Qwen2.5-Coder is the code version of Qwen2.5, the large language model series developed by Qwen team, Alibaba Cloud.
3.1k stars 210 forks source link

预训练fim数据切割问题 #122

Closed boshi950912 closed 4 weeks ago

boshi950912 commented 1 month ago

你好,请问fim任务的数据,代码的切割方式是随机切割的,还是加入了一个规则进行切割,比如说'\n' ':'等特殊的token。

cyente commented 1 month ago

You can refer to our technical report.

https://arxiv.org/abs/2409.12186

shibo950912 commented 1 month ago

You can refer to our technical report.

https://arxiv.org/abs/2409.12186

你好,我想问的是,fim_middle中间那段的前后位置怎么确定的,是随机选的嘛

cyente commented 1 month ago

The middle part refers to the blank section of the code scripts that requires completion.

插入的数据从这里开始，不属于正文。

PR #127, opened 2023-02-18
Large microphone cleanup

dhdaines:
The microphone service code had a lot of unused and redundant stuff in it.  This makes it much simpler and also simplifies the upload code that uses it, improving error handling slightly.


packages/studio-web/src/app/microphone.service.ts
```diff
@@ -1,132 +1,64 @@
...
-    return MicrophoneService.guc();
-  }
-
-  startRecording() {
-    if (this._recorderState === RecorderState.RECORDING) {
-      this.recorderError.emit(ErrorCase.ALREADY_RECORDING);
-    }
-    if (this._recorderState === RecorderState.PAUSED) {
+  async startRecording() {
+    if (this.recorder !== null && this.recorder.state == "paused") {
```
joanise, line 12: `=== "paused"`?

joanise (approved):
Wow, that's nice. So much simpler with async that tracking the states. Thanks for that change!

packages/studio-web/src/app/microphone.service.ts
dhdaines: Hi! The states are defined here https://developer.mozilla.org/en-US/docs/Web/API/MediaRecorder/state (which is why it didn't make much sense to replicate them in the service ...)

dhdaines:
> Wow, that's nice. So much simpler with async that tracking the states. Thanks for that change!

Thanks, my Mac is supposed to arrive today, so I will make sure everything works on Safari before merging

packages/studio-web/src/app/microphone.service.ts
joanise: Sorry, I finally realized my question was unclear. I was asking about `==` vs `===` and I'm thinking we want three equal signs here.

PR #139, opened 2023-02-20
Dev.memory

roedoejet:
use the pattern of defining an `unsubscribe$` subject on each component that emits and completes when the component is destroyed. all subcriptions in components should then use the `takeUntil` operator to complete when unsubsribe emits.


packages/studio-web/src/app/upload/upload.component.ts
```diff
@@ -85,7 +86,10 @@ export class UploadComponent implements OnInit {
       langs: this.rasService.getLangs$(),
       _: this.ssjsService.waitForInit$(),
     })
-      .pipe(finalize(() => (this.isLoaded = true)))
+      .pipe(
+        finalize(() => (this.isLoaded = true)),
```
dhdaines, line 90: I'm a bit confused by this - if `finalize()` was already working here (it was), doesn't that mean that the Observable completed successfully and the subscription ended?

Do you have a reference for this pattern and the reason it's necessary?  I'm not totally convinced...

packages/studio-web/src/app/upload/upload.component.ts
```diff
@@ -294,7 +303,8 @@ export class UploadComponent implements OnInit {
             // We can't give the arguments types because RxJS is broken somehow,
             // see https://stackoverflow.com/questions/66615681/rxjs-switchmap-mergemap-resulting-in-obserableunknown
             this.ssjsService.align$(audio, ras as ReadAlong)
-          )
+          ),
+          takeUntil(this.unsubscribe$)
```
dhdaines, line 307: Likewise - we are definitely calling the `complete` callback on the subscription here, and in fact there is an explicit unsubscribe callback that we return when creating the `Observable` which I can also confirm is getting called and destroying the decoder.

dhdaines (changes requested):
Not necessarily changes but I would like a reference to the reason we need to do this...

dhdaines:
Actually just a follow-up comment.  It seems to me that the reason why a subscription would leak is if it can't be garbage collected.  This would be the case if we stored it in an attribute or a global variable, as in the examples [here](https://levelup.gitconnected.com/preventing-angular-subscription-memory-leaks-65f18eb9cb8e).  But in most (all?) of these cases we are not actually doing that, so I would assume that it gets garbage collected when it is no longer accessible from any code, which would be the case once it is complete.

packages/studio-web/src/app/upload/upload.component.ts
roedoejet: I think this is because of forkJoin which completes after the first emission. So, you're right that it's not necessary here. as a rule of thumb, I just apply this pattern to each subscription because it doesn't hurt and because applying it selectively would require analyzing each subscription as to whether there's a `take(1)` buried in the service somewhere or knowing that `forkJoin` completes after a single emission etc. I can try and dig up some documentation on the pattern

dhdaines: I see what you mean, it doesn't hurt or complicate the code unnecessarily, and covers the case where, for whatever reason, the component gets destroyed when a subscription is still outstanding...

roedoejet: Yea, it looks like the only place this might happen is when we call `this.rasService.convertRasFormat$` - everything else either has `forkJoin` or `take(1)` applied to it seemingly. But, ya, as a rule of thumb I don't think it's a bad pattern to explicitly unsubscribe, and it gives us an easy way of doing so in the future if we introduce more observables that don't complete on their own.

dhdaines (approved):

PR #141, opened 2023-02-20
fix: add warning if nothing was recorded

### LINKED ISSUE #136: Recording fails silently
Sometimes recordings look like they've happened, but there's only silence and there is no warning given to the user. This seems to happen on my laptop when my headphones aren't plugged in - I suspect this has something to do with the browser choosing the wrong input or something, but I think we should at least have a warning if we don't record any input.

roedoejet:
fixes https://github.com/ReadAlongs/Web-Component/issues/136

Needs i18n for French


packages/studio-web/src/app/microphone.service.ts
```diff
@@ -33,7 +33,11 @@ export class MicrophoneService {
     return new Promise((resolve, reject) => {
       this.recorderEnded.subscribe(
         (blob) => {
-          resolve(blob);
+          if (blob.size < 2000) {
```
dhdaines, line 39: we could probably make this even smaller - it would be good to have a comment explaining why it works

packages/studio-web/src/i18n/messages.json
```diff
@@ -109,8 +109,9 @@
     "4183225119057268962": "Could not start recording!",
     "2596823344081631983": "Audio was successfully recorded. Please listen to your recording to make sure it's OK, and save it for reuse if so.",
     "1317075918959775059": "Yay!",
-    "1983793909601149790": "Please try again, or select a pre-recorded file.",
```
dhdaines, line 112: OK, I can translate :)

dhdaines (changes requested):
I'll add some translations quickly!

packages/studio-web/src/app/microphone.service.ts
roedoejet: 1500? I struggled to get the size less than 3000 (ie by clicking record/stop record as fast as I could) if the microphone was working

dhdaines (approved):

roedoejet:
@dhdaines the CI failed unfortunately

PR #142, opened 2023-02-20
Studio web improvements from Delaney's feedback

joanise:
This PR implements those changes that easy to do.

 - change text of record button while recording
 - make text of re-record button explicitly say delete and re-record
 - make next step button more contrastive
 - fix the padding around the save text button


roedoejet (approved):
Look good to me thanks @joanise !

PR #145, opened 2023-02-20
fix: hide output format on mobile devices

### LINKED ISSUE #129: file format output dropdown is not visible on mobile
You can't see the dropdown on mobile because of the spacing. I would recommend we just don't display the dropdown on mobile - why would anybody want to download an ELAN file on their phone? Better to de-clutter the UI on mobile and hide it on small devices.

roedoejet:
fixes https://github.com/ReadAlongs/Web-Component/issues/129

### DIFF
--- a/packages/studio-web/src/app/app.component.ts
+++ b/packages/studio-web/src/app/app.component.ts
@@ -64,6 +64,11 @@ export class AppComponent implements OnDestroy, OnInit {
       $localize`Warning`,
       { timeOut: 10000 }
     );
+    // User Browser's default messaging to warn the user when they're about to leave the page
+    window.addEventListener("beforeunload", (e) => {
+      if (this.formIsDirty()) (e || window.event).returnValue = true;
+      return true;
+    });
   }
 
   ngOnDestroy(): void {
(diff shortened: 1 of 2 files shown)


packages/studio-web/src/app/demo/demo.component.html
```diff
@@ -12,7 +12,7 @@
         </h2>
       </div>
       <div class="col-3 download__buttons">
-        <mat-form-field appearance="fill">
+        <mat-form-field class="d-none d-lg-block" appearance="fill">
```
joanise, line 15: That's a good idea, it makes no sense to allow all the output formats on a mobile device.

Question of alignment: I would like the download icon to be at the far right when the download types are not there. I tried to edit `demo.component.sass` to do it, but I failed to move that darn thing. Not critical, but it would be nice to have the download__buttons div float to the right if you can figure out how to do it right.

packages/studio-web/src/app/app.component.ts
```diff
@@ -64,6 +64,11 @@ export class AppComponent implements OnDestroy, OnInit {
       $localize`Warning`,
       { timeOut: 10000 }
     );
+    // User Browser's default messaging to warn the user when they're about to leave the page
```
joanise, line 67: Sweet!

joanise (approved):
Good stuff. My requested change about the local of the icon is esthetic, would be nice but not required.

PR #146, opened 2023-02-20
refactor: move loading of model to happen on application load

roedoejet:
then check for model loaded when aligning.

I'm not totally sure about this implementation, but the basic idea is there, that we shouldn't wait to load the page for soundswallower to be initialized. It will take the user a little while to create the readalong and by that time, their connection may have loaded soundswallower and related assets anyways. On slow connections, we give an error to ask the user to try again.

TODO: Requires French translations please, CI won't pass until that


packages/studio-web/src/app/demo/demo.component.sass
```diff
@@ -3,3 +3,4 @@
     button.download
         margin-top: 5px
         margin-left: 15px
+    justify-content: flex-end
```
joanise, line 6: Oy vey! IU tried with flex and padding and align and margin. Very CSS. There's one trivial thing that's needed, but good luck figuring out which one!

joanise (approved):
Looks good. I'm not sure how I could exercise this new error, but the code looks fine.

dhdaines:
Hi, I didn't get a chance to review this because I got stuck in some other work this afternoon.  I will make a new PR on top of it, because there are some changes I'd like to see - in particular if loading SoundSwallower fails, the user doesn't find out until they try to align, which isn't good, because there's no possibility to recover from that error.

roedoejet:
No worries! Sounds good. I'll review your PR when it comes. Cheers

PR #147, opened 2023-02-21
Dev.remove page title editing

roedoejet:
I expect this change to be something we can talk about at the meeting tomorrow. I appreciate the work that went into this, and it was very well tested, but I think at this point as we develop more and more features, it introduces an unnecessary amount of complexity into the interface. I vote that we remove this functionality.


roedoejet:
note, this is based on https://github.com/ReadAlongs/Web-Component/pull/145 so the only relevant commit here is [a13a66c](https://github.com/ReadAlongs/Web-Component/pull/147/commits/a13a66c202ce4fa4b5fa78a51108e362da5800cd)

joanise:
Something is broken with this code, when I try to align it systematically tells me it can't load the audio in step 2.

packages/studio-web/src/app/demo/demo.component.html
```diff
@@ -35,20 +35,7 @@
...
-          class="subtitle"
-          [(ngModel)]="slots.pageTitle"
-          [ngStyle]="{ 'width.ch': slots.pageTitle.length, 'min-width.ch': 25 }"
-          style="border: none"
-          (input)="onPageTitleChange($event)"
-          placeholder="Enter your page title here"
-        />
-      </div>
-    </div>
+    <div class="row"></div>
```
joanise, line 38: Why is this row still here if it's empty?

joanise:
> Something is broken with this code, when I try to align it systematically tells me it can't load the audio in step 2.

Never mind, I can't reproduce the problem anymore. It works fine now.

joanise:
I'm not quite sure why we want to delete this, so let's talk about it at the meeting. 

One related thing that's been bugging me, the shepherd tour, when it says you can edit the title and subtitle here, it only highlights the title. If we could make it highlight both the title and the subtitle together, that would be nicer. But of course, the trivial way didn't work for me, I tried to add a div around them and find it by id, but adding that div kills the functionality altogether. So this is only a would-be-nice.

packages/studio-web/src/app/demo/demo.component.ts
```diff
@@ -159,7 +159,7 @@ export class DemoComponent implements OnDestroy, OnInit {
       <head>
         <meta charset="utf-8">
         <meta name="viewport" content="width=device-width, initial-scale=1.0, minimum-scale=1.0, maximum-scale=5.0">
-        <title>ReadAlongs</title>
+        <title>${this.slots.title}</title>
```
joanise, line 162: Wow, that was nicely trivial!

joanise (approved):
Beauteous!

PR #2637, opened 2022-04-29
poppy side bar

FarazA22:


content/src/fieldConfig/config.json
```diff
@@ -330,7 +330,15 @@
...
-    "greyBoxNotEnteredText": "Not entered"
+    "greyBoxNotEnteredText": "Not entered",
+    "sideBarHeading": "For You",
+    "sideBarWelcomeCardHeader": "Welcome!",
+    "sideBarWelcomeText": "Welcome to the Navigator, your personalized step-by-step guide to running your business in New Jersey.",
+    "sideBarSecondaryWelcomeText": "As soon as you form your business and register for taxes, you will see opportunities here including funding, certifications, and much more.",
+    "sideBarGuestModeHeadingText": "Register to Save Your Progress",
+    "sideBarGuestModeText": "**Don’t lose your progress.** [Create an account now.](#)",
+    "sideBarRegisteredHeadingText": "You’re Registered!",
+    "sideBarRegisteredText": "You can now **save your progress**, complete **forms**, add information to your **Business Profile**, and more!"
```
dsueltenfuss, line 341: I think each of the sidebar cars should be a separate markdown file, that is self contained for the card

Trying to manage them as multiple lines in the general config will get very difficult, very quickly

Additionally, each card should have an id, so we can track which ones they have hidden (such as the successful registration one)

shared/src/userData.ts
```diff
@@ -48,6 +49,7 @@ export interface Preferences {
   roadmapOpenSteps: number[];
   hiddenFundingIds: string[];
   hiddenCertificationIds: string[];
+  showSuccessfulRegistrationCard: boolean | undefined;
```
dsueltenfuss, line 52: Instead of a boolean, I think this would be better as a list of ids for hidden sidebar cards.

Issue #2502, opened 2022-04-22
Gradual Graduation (MVP): Add Sidebar to Poppy Experience with Appropriate Prompt Cards


aaronvux:
As Poppy, I need to have a better experience that allows me to see information that helps me graduate to Oscar so my business can become operational more easily.

## Acceptance Criteria
- Add Content Column to Poppy Roadmap landing page.
  - Display welcome card and content 
  - Welcome content cannot be closed.
- Display Snackbar for Registration
- Once Snackbar is closed, display registration content.
  - Clicking the link will bring the user to myNJ.
- After successful registration, display You're Registered content in Content Column.
  - Clicking close icon will remove the content from the column.

## Additional Acceptance Criteria
- 508 Compliant
- Follows Design
- Works in Mobile

## Design
- Desktop
https://www.figma.com/file/IKcrTIyvaS593LuJbAVFR3/Navigator-Designs-(Sprint-33%2B)?node-id=12037%3A232935
- Mobile
https://www.figma.com/file/IKcrTIyvaS593LuJbAVFR3/Navigator-Designs-(Sprint-33%2B)?node-id=12037%3A239964
**Prototype**
https://www.figma.com/proto/IKcrTIyvaS593LuJbAVFR3/Navigator-Designs-(Sprint-33%2B)?page-id=11551%3A187892&node-id=11915%3A236185&viewport=241%2C48%2C0.16&scaling=min-zoom&starting-point-node-id=11915%3A236185

## Approvals
- [ ] Content Review
- [ ] UX Review
- [ ] PO Approval

aaronvux:
Need to prioritize this with updating the registration snackbar displaying story.

CeciliaRam:
@aaronvux (@Jesslax )
"Clicking the link will bring the user to myNJ." - will that take any user info from onboarding over to MyNJ?

aaronvux:
I don't believe so.  We don't pass anything currently

Jesslax:
@aaronvux @aloverso dont we pass the name and email? Just wanted to make sure that would continue

aaronvux:
@Jesslax @CeciliaRam you're right.  We pass name and email. @aloverso cannot we not pass the other fields so we can avoid the myNJ UI all together. 

My assumption that we would continue to pass this info to myNJ from the new registration link.

aaronvux:
@kmelefsky Discuss removing links in content bar for form your business and register for taxes for 16th minute.

[...]

PR #2717, opened 2022-05-06
feat: [#2502] added sidebar to roadmap

FarazA22:


shared/src/userData.ts
```diff
@@ -29,6 +29,7 @@ export const createEmptyUserData = (user: BusinessUser): UserData => {
       roadmapOpenSteps: [],
       hiddenCertificationIds: [],
       hiddenFundingIds: [],
+      hiddenRoadmapSidebarCards: ["successful-registration", "not-registered"],
```
aloverso, line 32: Why do these start hidden? Shouldn't this be controlled by whether they are registered or not?

web/src/components/auth/SignUpToast.tsx
```diff
@@ -55,7 +55,22 @@ export const SignUpToast = (): ReactElement => {
...
+                );
+                update({
+                  ...userData,
+                  preferences: {
+                    ...userData.preferences,
+                    hiddenRoadmapSidebarCards: showRegistrationCard,
+                  },
+                });
+              }
+            }}
```
aloverso, line 73: small stylistic thing, but with this many lines of code, it might be more readable if the onClick were its own function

shibo950912 commented 1 month ago

The middle part refers to the blank section of the code scripts that requires completion.

预训练构造fim数据的时候,fim_middle那一段前后位置怎么确定的,字符随机切割的嘛

cyente commented 1 month ago

The method of segmenting for fim training is a topic well worth discussing. I'm not sure how to divide it to achieve better results; it's worth exploring.